[[ Data, beginning ]]

PR #1590, opened 2026-08-13
fix(mlnode): accept DAPI's JSON POSTs sent without Content-Type

baychak:
DAPI posts JSON to `/api/v1/inference/up` and `/api/v1/inference/pow/init/generate` without a Content-Type header. Whether FastAPI tolerates that depends on its version: since `strict_content_type` (default **True** in current releases) a header-less body reaches `model_validate` unparsed and the request 422s before any handler runs — this is what production hit on the July images. The api lock currently pins a forgiving fastapi 0.115, but the constraint is `>=0.115.8`, so whether the node accepts the network's requests silently rides the pin.

A plain ASGI middleware injects `application/json` on `POST /api/*` when the header is missing; anything carrying a Content-Type passes through untouched. Tests assert at the ASGI level (what the inner app sees in scope) — a handler-level test would pass on the forgiving pin with no middleware at all.

We have shipped this as a build-time layer on top of the published mlnode image since July 24. The root cause lives in DAPI (Go client not setting the header); this keeps mlnode tolerant either way and outlives a DAPI-side fix harmlessly.

### DIFF
--- a/mlnode/packages/api/src/api/app.py
+++ b/mlnode/packages/api/src/api/app.py
@@ -31,7 +31,7 @@ from api.metrics.routes import router as metrics_router, metrics_enabled
 from api.metrics.allowlist import SCHEMA_VERSION, VLLM_ALLOWLIST
 from api.metrics import xid_source
 from api.watcher import watch_managers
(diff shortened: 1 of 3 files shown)


baychak:
Closing in favour of fixing the sender: `SendPostJsonRequest` in `common/utils/http.go` builds the JSON body and never sets `Content-Type`. A two-line change there covers every dapi call to mlnode; the middleware here only papered over it on the receiving side. PR follows.

PR #1595, opened 2026-08-14
fix(devshard): let a node replay its own pre-floor diffs on startup

qdanik:
## Problem

`enforce inference tokens floor (#1391)` added a `MinTokensFloor` check to `applyStartInference`. That check also runs on **replay**, so a node that served inferences before the floor landed cannot restart — it re-runs a rule written after its own diffs were made:

```
replay nonce 12: max_tokens below min_tokens floor: max_tokens 1, floor 64
```

Refusing the diff undoes nothing. It is already part of a recorded state root; the refusal only keeps the node down.

## Fix

Separate *authoring new work* from *replaying work already accepted*.

- `state.ApplyPersisted` sets `replayingPersisted` under the same mutex as the apply and clears it via `defer`
- the floor check is skipped only on that path
- both replay call sites switch to it: `user/recover.go` (gateway) and `cmd/devshardd/session/manager.go` (host daemon)

Exactly one check is relaxed, and only the one guarding creation of new work. Live traffic still has to meet the floor.

## Tests

| Test | Package | Covers |
|---|---|---|
| `TestApplyPersisted_ReplaysAStartWrittenBeforeTheFloor` | `state` | the policy split, and that the relaxation does not outlive the call |
| `TestRecoverSession_ReplaysADiffWrittenBeforeTheMaxTokensFloor` | `user` | the gateway's recovery path, from a seeded sub-floor diff |
| `TestRecoverSessions_ReplaysADiffWrittenBeforeTheMaxTokensFloor` | `cmd/devshardd/session` | the host daemon's recovery path |

Each fixture asserts `ApplyLocal` still rejects the diff before seeding it, so the test cannot silently stop reproducing the failure.

**Mutation-tested — 4/4 killed**, each verified to compile first: floor ignores the replay flag; flag never cleared; each replay site reverted to `ApplyLocal`.

`state`, `user` and `cmd/devshardd/session` pass in full.

### DIFF
--- a/devshard/state/machine.go
+++ b/devshard/state/machine.go
@@ -91,6 +91,8 @@ type StateMachine struct {
 	// validation lives in committedEntries (and on disk in the snapshot).
 	sealedNonces   map[uint64]uint64
 	inferenceStore storage.Storage
+	// replayingPersisted is written only under mu, by ApplyPersisted.
+	replayingPersisted bool
 
 	// Lookup maps derived from group at construction time.
 	slotToAddress      map[uint32]string
@@ -311,6 +313,16 @@ func (sm *StateMachine) verifyDiffUserSig(diff types.Diff) error {
 func (sm *StateMachine) ApplyLocal(nonce uint64, txs []*types.DevshardTx) ([]byte, error) {
 	sm.mu.Lock()
 	defer sm.mu.Unlock()
+	return sm.applyCore(nonce, txs, nil, "user")
+}
+
+// ApplyPersisted replays a diff this node already accepted. A diff is part of a recorded state root,
+// so a rule that tightened since it was written cannot undo it by refusing it, only fail to start.
+func (sm *StateMachine) ApplyPersisted(nonce uint64, txs []*types.DevshardTx) ([]byte, error) {
+	sm.mu.Lock()
+	defer sm.mu.Unlock()
+	sm.replayingPersisted = true
+	defer func() { sm.replayingPersisted = false }()
 	return sm.applyCore(nonce, txs, nil, "user")
 }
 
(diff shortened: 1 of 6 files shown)


devshard/state/machine.go
```diff
@@ -314,6 +316,16 @@ func (sm *StateMachine) ApplyLocal(nonce uint64, txs []*types.DevshardTx) ([]byt
 	return sm.applyCore(nonce, txs, nil, "user")
 }
 
+// ApplyPersisted replays a diff this node already accepted. A diff is part of a recorded state root,
+// so a rule that tightened since it was written cannot undo it by refusing it, only fail to start.
+func (sm *StateMachine) ApplyPersisted(nonce uint64, txs []*types.DevshardTx) ([]byte, error) {
+	sm.mu.Lock()
+	defer sm.mu.Unlock()
+	sm.replayingPersisted = true
+	defer func() { sm.replayingPersisted = false }()
```
a-kuprin, line 326: Seams it should be before `defer sm.mu.Unlock()`, as it can be set to false after unlock and race is possible

devshard/state/machine.go
```diff
@@ -314,6 +316,16 @@ func (sm *StateMachine) ApplyLocal(nonce uint64, txs []*types.DevshardTx) ([]byt
 	return sm.applyCore(nonce, txs, nil, "user")
 }
 
+// ApplyPersisted replays a diff this node already accepted. A diff is part of a recorded state root,
+// so a rule that tightened since it was written cannot undo it by refusing it, only fail to start.
+func (sm *StateMachine) ApplyPersisted(nonce uint64, txs []*types.DevshardTx) ([]byte, error) {
```
a-kuprin: I would better name it `ApplyLocalPersisted` to keep some mental link with `ApplyLocal`

and keep the comment from `ApplyLocal`:

```go
// ApplyLocal applies txs without signature verification. Used by the user
// to compute the post_state_root before signing the diff.
```

devshard/state/machine.go
qdanik: Multiple defer calls in a single function operate on a LIFO (Last In, First Out) basis.

a-kuprin: right, my miss

a-kuprin (approved):

PR #1596, opened 2026-08-14
Stabilize ML node mock assertions in event listener tests

aikuznetsov:
## Summary
- fix a flaky API wrapper test failure where `MockClient.WithTryLock` failed immediately on transient lock contention
- serialize test assertions with async mock client calls instead of treating an in-flight background worker as a test failure

Tes failure link: https://github.com/gonka-ai/gonka/actions/runs/31797682156/job/94758260624?pr=1594

## Root cause
`TestRegularPocScenario` can race with `nodeStatusQueryWorker`: the worker may hold the mock client mutex while the test reads call counters. The previous `TryLock` helper failed immediately with `TryLock called more than once`, even though this is expected transient contention in async tests.

## Verification
- attempted `go test ./internal/event_listener -run TestRegularPocScenario -count=5 -v` locally; local Docker runner failed before test execution on `github.com/supranational/blst` (`undefined: Message`), which appears to be local toolchain/arch-specific and not this change.

### DIFF
--- a/decentralized-api/mlnodeclient/mock.go
+++ b/decentralized-api/mlnodeclient/mock.go
@@ -84,13 +84,11 @@ func NewMockClient() *MockClient {
 	}
 }
 
+// WithTryLock serializes test assertions with async mock calls. The name is
+// historical; blocking here avoids flaky failures on transient lock contention.
 func (m *MockClient) WithTryLock(t *testing.T, f func()) {
-	lock := m.Mu.TryLock()
-	if !lock {
-		t.Fatal("TryLock called more than once")
-	} else {
-		defer m.Mu.Unlock()
-	}
+	m.Mu.Lock()
+	defer m.Mu.Unlock()
 
 	f()
 }


a-kuprin (approved):

redstartechno:
Same root cause and effectively the same fix as #1495, which has been open against `main` since 22 July — flagging it so the same flake doesn't get reviewed twice.

Your PR is on the better base (`upgrade-v0.2.16`), so I'm happy for this to be the one that lands. I'll close #1495 as absorbed once it merges.

Two small things #1495 also does, in case you want to fold them in here:

- With the `TryLock` branch gone, the `t *testing.T` parameter is unused, so the helper can become `WithLock(f func())` and `mock.go` no longer needs to import `testing` — it's a regular source file, not a `_test.go`.
- That's an 11-call-site rename, all in `decentralized-api/internal/event_listener/integration_test.go`.

For prior evidence that this is a recurring CI flake rather than a one-off: two independent occurrences on diffs that can't touch this package — #1460's CI on 2026-07-16 (diff is `devshard/host` only) and https://github.com/gonka-ai/gonka/actions/runs/29468383638 — plus a junit artifact from a red run on `main` itself. Details in #1495.

On your verification note: the `blst` `undefined: Message` failure is a local toolchain/arch issue and not caused by your change — I hit the same wall building natively on Windows and run this package under WSL instead. If it's useful I can run `TestRegularPocScenario` against this branch there and post the output.

aikuznetsov:
Closing this PR because #1495 already covers the same flaky test fix and has been approved. 
Thanks @redstartechno

PR #1587, opened 2026-08-13
Add rolling-safe HA for versiond routing

snevolin:
> [!IMPORTANT]
> GitHub requires the base branch to belong to the target repository, so this
> PR is opened against `gonka-ai/gonka:upgrade-v0.2.15`. Functionally it is
> stacked on `snevolin/gonka:sn/versiond-host-evacuation-0.2.15` and should be
> reviewed relative to that branch.
>
> - Conceptual base: `b1f28c12c5157bc49775b5bfa689d0d67a27b28d`
> - Net diff: `b1f28c12c5157bc49775b5bfa689d0d67a27b28d..c0342b4837f5e79af1e08908fa11f308b1796bde`
> - Feature commits: `740ad0902a9ef7b76557bc1179a2a22e590129b1^..c0342b4837f5e79af1e08908fa11f308b1796bde` (41 commits)
> - [Fork comparison](https://github.com/snevolin/gonka/compare/sn/versiond-host-evacuation-0.2.15...sn/versiond-router-ha)
>
> GitHub's Files changed view also includes the prerequisite host-evacuation
> series between `upgrade-v0.2.15` and `b1f28c12c`; that series is outside this
> PR's conceptual scope.

## Summary

This change turns `versiond-router` from one process into a replicated,
stateless routing tier. Three independent router slots derive the same
version-aware pools and escrow-based consistent-hash placement from Docker DNS,
active checks, and DAPI's existing `/versions` catalog. They require no shared
routing database, leader, or replica-to-replica coordination.

The PR also supplies the operational machinery needed to use that redundancy
safely: rolling fleet reconciliation, end-to-end admission checks, automatic
route discovery, crash-recoverable host upgrade, exact rollback, release
preflight, and production acceptance coverage.

## Architecture

```text
clients
   |
   v
proxy-router (public HAProxy, :80/:443)
   |
   +--> proxy-policy A/B (private nginx: TLS, HTTP/2, CORS, limits, rewrites)
           |
           +--> ordinary API and node routes
           +--> /devshard/* --> proxy-router :18081
           |                       |
           |                       +--> versiond-router slot 0
           |                       +--> versiond-router slot 1
           |                       +--> versiond-router slot 2
           |                                  |
           |                                  v
           |                         versiond --> devshardd
           |                                  |
           |                           shared PostgreSQL
           |
           +--> Tier A /v1/* --> proxy-router :18082 --> edge-api pool
```

HAProxy owns membership, health, and replica selection. nginx keeps the
[...]

PR #1601, opened 2026-08-18
Fail closed on unsafe HA storage

snevolin:
> [!NOTE]
> This focused PR extracts the HA storage guard that was previously implemented
> inside the broader [#1517](https://github.com/gonka-ai/gonka/pull/1517) and
> later carried through [#1587](https://github.com/gonka-ai/gonka/pull/1587).
> Those umbrella PRs were closed so their independent safety, routing,
> lifecycle, and deployment changes could be reviewed and merged separately.

## Merge Order

Merge this PR after #1642, **Unify devshard boolean environment parsing**.

This PR uses the shared parser from #1642 for `GONKA_HA`. That prerequisite is already merged into the base branch, so this PR contains only the HA storage guard changes.

## Summary

Fail closed when a multi-instance devshard deployment is configured with storage that cannot safely be shared between replicas.

- mark the versiond HA Compose topology with `GONKA_HA=true`;
- refuse to start `devshardd` in that topology unless `DEVSHARD_STORAGE_MODE=postgres` and `PGHOST` is set;
- apply the same guard during `--print-storage-mode` so versiond rejects an unsafe child before starting it;
- parse `GONKA_HA` through the shared devshard boolean grammar and reject unknown values;
- parse `Devshard-Ha` request headers strictly and reject malformed or repeated values with `503`;
- retain the request-time storage guard as defence for partial rollouts and accidental pool expansion.

Single-instance deployments are unchanged: with `GONKA_HA` disabled, SQLite remains supported.

## Why

Several `devshardd` replicas may receive requests for the same escrow in an HA pool. SQLite and hybrid storage retain local fallback state, so accepting that traffic can split one logical session across independent databases.

The existing request middleware intended to prevent this, but an unknown `Devshard-Ha` value was interpreted as non-HA and a missing router header left no deployment-level protection. A misconfigured HA process could therefore boot successfully and bypass the storage guard.

This change makes the deployment declaration authoritative at startup and keeps the request marker as an independent second line of defence.

## Scope

This PR validates storage **mode**, not PostgreSQL operation. It does not probe database readiness, compare database identities, change the PGDATA layout, or migrate data; those concerns remain independently reviewable changes.

## Validation

- `go test -race ./storage/mode` from `common/`
- `go test -race ./cmd/devshardd` from `devshard/`
- `go test -race ./internal/process` from `versioned/`


bonujel:
Went looking for a way past the guard and didn't find one. Listing what I checked, in case it saves the next reviewer the trip:

- Compose setting `GONKA_HA=true` on the shared anchor can't force a single-instance stack onto Postgres — the overlay brings up versiond2 and the router itself, and the anchor already pins `DEVSHARD_STORAGE_MODE=postgres` and `PGHOST`.
- `devshardstorage.NewStorage` has one other caller, `cmd/devshard-host`, which is the e2e image rather than a pool member. `buildHostManager` is the production path and the guard sits in it.
- Payload storage resolves through the same `common/storage/mode`, so it can't end up in a different mode than the sessions the guard checks.
- `proxy_set_header Devshard-Ha $devshard_ha_header` overrides whatever a client sends, and single-host renders the map to `""`, which nginx drops rather than forwards — so the header stays a router assertion.
- The `""` asymmetry between the two parsers (present-empty header is HA, empty env is not) looks deliberate: presence is the router's signal, absence is the default deployment shape. Both fail in the safe direction.

Two small things, neither blocking.

`RequireHADeploymentStorage()` runs inside `buildHostManager` (app.go:247), after `payloads.Open` has already created the payload dir at app.go:98. Only an `MkdirAll` gets there first, so nothing is at risk — but a boot guard reads more naturally before anything touches storage.

The comment on `HADeployment()` says the grammar is shared with the router's entrypoint. That holds once #1599 lands, where `bool_env` mirrors it down to the error string. Since the note says this one is meant to stand alone, it's worth a "(from #1599)": today's versiond-router derives HA from `HOST_COUNT > 1` and never reads `GONKA_HA`, so following the comment leads somewhere confusing.

The assertion I wouldn't have thought to write is `TestHADeploymentGrammar` requiring the error to contain `not a boolean`. The original bug was a value that parsed to the wrong answer without saying anything, so pinning that the refusal names its reason is the part that keeps it from coming back.

common/storage/mode/ha.go
```diff
@@ -58,3 +74,49 @@ func RequireConfiguredForHA() error {
...
+	switch strings.ToLower(strings.TrimSpace(raw)) {
+	case "1", "true", "yes":
+		return true, nil
+	case "", "0", "false", "no":
+		return false, nil
+	default:
+		return false, fmt.Errorf("%s=%q is not a boolean; use 1/true/yes or 0/false/no",
+			EnvHADeployment, raw)
+	}
+}
```
a-kuprin: Common devshard-wide behaviour for bool parsing is:
empty/0/false/no/off → false;
1/true/yes/on/t → true;

It's better keep it. You can reuse `strconv.ParseBool` from `common/storage/mode`

a-kuprin:
Versiond treats `--print-storage-mode` as "is this binary + env safe to start"
But RequireHADeploymentStorage isn't checked here, so wrong GONKA_HA will not prevent devshardd from start

At `devshard/cmd/devshardd/version.go` extend `maybePrintVersion` like:

```go
case printStorageModeFlag:
    storageMode, err := mode.Resolve()
    if err != nil {
        fmt.Fprintln(stderr, err)
        return 1, true
    }
    // Here we add the check
    if err := mode.RequireHADeploymentStorage(); err != nil {
        fmt.Fprintln(stderr, err)
        return 1, true
    }
    fmt.Fprintln(stdout, storageMode)
    return 0, true
```

a-kuprin:
## Advised fixes in tests

1. `devshard/testenv/cmd/gencompose/compose.go` (or `local-test-net/docker-compose.versiond.yml`):

`GONKA_HA` is only set on the join HA overlay. Testenv gencompose and local-test-net stay unmarked, which looks like the sqlite→HA citest still needs a running sqlite child in a multi-host pool (`sqlite_ha_migration_test.go` phase 2). That’s fine, but it means this PR has no e2e of the boot guard — and the next person who copies `GONKA_HA=true` into gencompose will break that scenario. Worth a one-line comment here that the omission is deliberate.

2. `devshard/cmd/devshardd/app.go` around the `RequireHADeploymentStorage()` call:

The boot-guard tests all live in `common/storage/mode` and call `RequireHADeploymentStorage()` directly. Deleting these two lines leaves `go test -race ./storage/mode` and `./cmd/devshardd` green. A `devshardd` test that `buildHostManager` / boot fails when `GONKA_HA=true` and sqlite would pin the wiring.

devshard/cmd/devshardd/app.go
```diff
@@ -247,6 +248,10 @@ func buildHostManager(
 		thresholds,
 	)
 
+	if err := mode.RequireHADeploymentStorage(); err != nil {
+		return nil, err
+	}
```
a-kuprin: Call order before `RequireHADeploymentStorage()` at `app.go:251`:

1. `MkdirAll` data dir
2. keyring from disk
3. chain gRPC + chain-ID query
4. `payloads.Open` (mkdir `payloads/`; PG connect if postgres)
5. `seedAvailabilityFromChain` (up to 3s)
6. params provider sync refresh
7. two background pollers `Start()`

The check is two `os.Getenv` calls. It belongs in `run()` before `buildApp`,
and in `--print-storage-mode` (finding 2). Nothing is corrupted on the
misconfigured path (`payloads.Open` in sqlite is file-only;
`closers.Close()` unwinds). Combined with finding 2 it is a slow noisy fail
inside a restart loop.

@Bonujel noted the `payloads.Open` half of this; the chain dial and params
query are also in front.

common/storage/mode/ha.go
snevolin: But `strconv.ParseBool` from `common/storage/mode ` doesn't recognise yes/no/on/off. Ok, I'll add it there.

snevolin: I implemented it in a separate PR: https://github.com/gonka-ai/gonka/pull/1642

a-kuprin: Yes, I have merged it to the target "[devshard-0.2.15-v5](https://github.com/gonka-ai/gonka/tree/devshard-0.2.15-v5)"

Here we still need to use it

snevolin: Added a usage of configenv.ParseBool here.

devshard/cmd/devshardd/app.go
bonujel: Thanks for laying the sequence out — I walked through it and it checks out. Everything ahead of `RequireHADeploymentStorage()` at app.go:251:

- `os.MkdirAll(cfg.DataDir)` — app.go:78
- keyring read from disk — app.go:142, inside `buildChainRuntime`
- chain dial and `resolveChainID` — app.go:154
- `payloads.Open` — app.go:101
- `seedAvailabilityFromChain` — app.go:223, bounded by `availabilitySeedTimeout = 3 * time.Second`
- `newParamsProvider` — app.go:226
- `mgr.Start(ctx)` and `cache.Start(ctx)` — app.go:236-237

All seven, so the guard is indeed two `os.Getenv` calls sitting behind a keyring read, a chain dial and two pollers.

Good catch on finding 2 — I'd missed that one. I think I was looking in the wrong shape: I went hunting for paths that open storage without passing the guard, and `--print-storage-mode` never touches storage. It only answers "is this safe to start", which is of course the question the guard is there for.

One small thing that might help the case for your fix: the path you'd be extending is already wired for this. versiond's `preflightChildWithAdminProbe` treats a nonzero exit from `--print-storage-mode` as a preflight failure — `versioned/internal/process/manager_test.go:265` pins it with a stub that exits 1 and asserts preflight fails. So the check you sketched wouldn't just surface the misconfiguration; it would keep the child from starting at all, ahead of everything in the list above.

snevolin: 1. The orderding issue is already fixed in 2a3ec249. The HA storage guard is now the first operation.
2. We intentionally keep --print-storage-mode read-only. versiond now checks the effective HA mode separately and rejects an unsupported or non-PostgreSQL HA child during replacement preflight, before stopping the serving child.

deploy/join/docker-compose.versiond.yml
```diff
@@ -15,6 +15,9 @@ x-versiond: &versiond
   environment:
     - VERSIOND_ORACLE_URL=http://api:9100/versions
     - VERSIOND_BINARY_NAME=devshardd
+    # This overlay can run multiple devshardd instances for one escrow. Make
+    # every child fail closed unless it uses shared PostgreSQL storage.
+    - GONKA_HA=true
```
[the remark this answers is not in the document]
snevolin: The missing GONKA_HA values are intentional in these two test-only fixtures. devshard/testenv must boot SQLite first and later enable HA at the router to exercise the request-time Devshard-Ha guard. local-test-net also supports generic testapp and SQLite scenarios.

a-kuprin (approved):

[[ Data, end ]]

▶ **About this exercise**: In the data above, start at the line that has "Exactly one check", stop after the line that has "sub-floor diff |", and print every line in between exactly as it stands.

▶ **Exercise solution**:
Exactly one check is relaxed, and only the one guarding creation of new work. Live traffic still has to meet the floor.

## Tests

| Test | Package | Covers |
|---|---|---|
| `TestApplyPersisted_ReplaysAStartWrittenBeforeTheFloor` | `state` | the policy split, and that the relaxation does not outlive the call |
| `TestRecoverSession_ReplaysADiffWrittenBeforeTheMaxTokensFloor` | `user` | the gateway's recovery path, from a seeded sub-floor diff |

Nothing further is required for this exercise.